Collected data:

PR #751, opened 2023-09-14
Feature point inside check for axis aligned geom

Davknapp:
Implemented a point inside check that is specialized for axis-aligned geometries. 

Also enhanced the gtest to test this feature. 

**_All these boxes must be checked by the reviewers before merging the pull request:_**

As a reviewer please read through all the code lines and make sure that the code is fully understood, bug free, well-documented and well-structured.

#### General
- [x] The reviewer executed the new code features at least once and checked the results manually

- [x] The code follows the [t8code coding guidelines](https://github.com/holke/t8code/wiki/Coding-Guideline)
- [x] New source/header files are properly added to the Makefiles
- [x] The code is well documented
- [x] All function declarations, structs/classes and their members have a proper doxygen documentation
- [x] All new algorithms and data structures are sufficiently optimal in terms of memory and runtime (If this should be merged, but there is still potential for optimization, create a new issue)

#### Tests
- [x] The code is covered in an existing or new test case using Google Test

#### Github action

- [x] The code compiles without warning in debugging and release mode, with and without MPI (this should be executed automatically in a github action)
- [x] All tests pass (in various configurations, this should be executed automatically in a github action)

  If the Pull request introduces code that is not covered by the github action (for example coupling with a new library):
  - [ ] Should this use case be added to the github action?
  - [ ] If not, does the specific use case compile and all tests pass (check manually)

#### Scripts and Wiki

- [x] If a new directory with source-files is added, it must be covered by the `script/find_all_source_files.scp` to check the indentation of these files.
- [x] If this PR introduces a new feature, it must be covered in an example/tutorial and a Wiki article.

#### Licence

- [x] The author added a BSD statement to `doc/` (or already has one)

PR #897, opened 2024-01-19
Moving the negative volume check into the geometry module

Davknapp:
As @jmark mentioned in #751 we should also move the no-negative-volume check into the geometry module. 

#### General

#### Tests

#### Github action

#### Scripts and Wiki

#### Licence


sandro-elsweijer (changes requested):
We need a test for that

sandro-elsweijer:
Did you forget to push the t8_geometry_zero.h?

src/t8_geometry/t8_geometry_base.hxx
```diff
@@ -120,29 +120,20 @@ struct t8_geometry
...
+  t8_geom_tree_negative_volume (const t8_cmesh_t cmesh) const
   {
-    int is_inside = 0;
-    t8_geom_point_batch_inside_element (forest, ltreeid, element, points, 1, &is_inside, tolerance);
-    return is_inside;
-  }
+    SC_ABORTF ("Function not implemented yet");
+    /* To compress compiler warnings. */
+    return 0;
+  };
```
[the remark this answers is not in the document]
Davknapp: I think we already had this discussion once: 
https://github.com/DLR-AMR/t8code/pull/751#discussion_r1487672396

Davknapp:
> Did you forget to push the t8_geometry_zero.h?

I don't think so? Is there anything missing?

src/t8_geometry/t8_geometry_implementations/t8_geometry_linear_axis_aligned.cxx
```diff
@@ -82,6 +82,13 @@ t8_geometry_linear_axis_aligned::t8_geom_point_batch_inside_element (t8_forest_t
   return;
 }
 
+bool
+t8_geometry_linear_axis_aligned::t8_geom_tree_negative_volume (const t8_cmesh_t cmesh) const
+{
+  return active_tree_vertices[3] < active_tree_vertices[0] || active_tree_vertices[4] < active_tree_vertices[1]
+         || active_tree_vertices[5] < active_tree_vertices[2];
```
lukasdreyer, line 89: I am still not sure that this is right. If exactly two axis are switched, I think the volume should be positive. Also, we should probably have a test for that

lukasdreyer (changes requested):

src/t8_geometry/t8_geometry_implementations/t8_geometry_linear_axis_aligned.cxx
Davknapp: In general you are right, but we require this condition for our axis-aligned geometry anyway, as it simplifies other computations, too. 
You're right about the test, but currently testing would be difficult, as we would need to commit a cmesh with a negative volume. @sandro-elsweijer currently works on a branch that circumvents it and as soon as it is merged I will implement a geometry-wise test for this function

Davknapp: With this condition I mean, that the x-coordinate of the first point is smaller than the x-coordinate of the second (same for y and z)

lukasdreyer: If you already require the harder condition that all coordinates are sorted, this function could just return false.

lukasdreyer: Which other computations are simplified by disallowing switching two of the 3 axes? My intuition is that the formulas should also work for negative lengths.

Davknapp: For example the point-inside check

lukasdreyer: Ah, that makes sense

lukasdreyer: I like that!

src/t8_geometry/t8_geometry_implementations/t8_geometry_linear_axis_aligned.cxx
```diff
@@ -82,6 +104,13 @@ t8_geometry_linear_axis_aligned::t8_geom_point_batch_inside_element (t8_forest_t
   return;
 }
 
+bool
+t8_geometry_linear_axis_aligned::t8_geom_tree_negative_volume (const t8_cmesh_t cmesh) const
+{
+  T8_ASSERT (correct_point_order (active_tree_vertices));
```
sandro-elsweijer, line 110: Shouldn't we just return true, if the vertices are not in the correct order? Because this would lead to a negative volume, right?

**Problem details**
Repeat, exactly as they stand above, the lines from the line with "Also enhanced the" to the line with "- [x] The code is well documented", both lines included.

**Written solution**
Also enhanced the gtest to test this feature. 

**_All these boxes must be checked by the reviewers before merging the pull request:_**

As a reviewer please read through all the code lines and make sure that the code is fully understood, bug free, well-documented and well-structured.

#### General
- [x] The reviewer executed the new code features at least once and checked the results manually

- [x] The code follows the [t8code coding guidelines](https://github.com/holke/t8code/wiki/Coding-Guideline)
- [x] New source/header files are properly added to the Makefiles
- [x] The code is well documented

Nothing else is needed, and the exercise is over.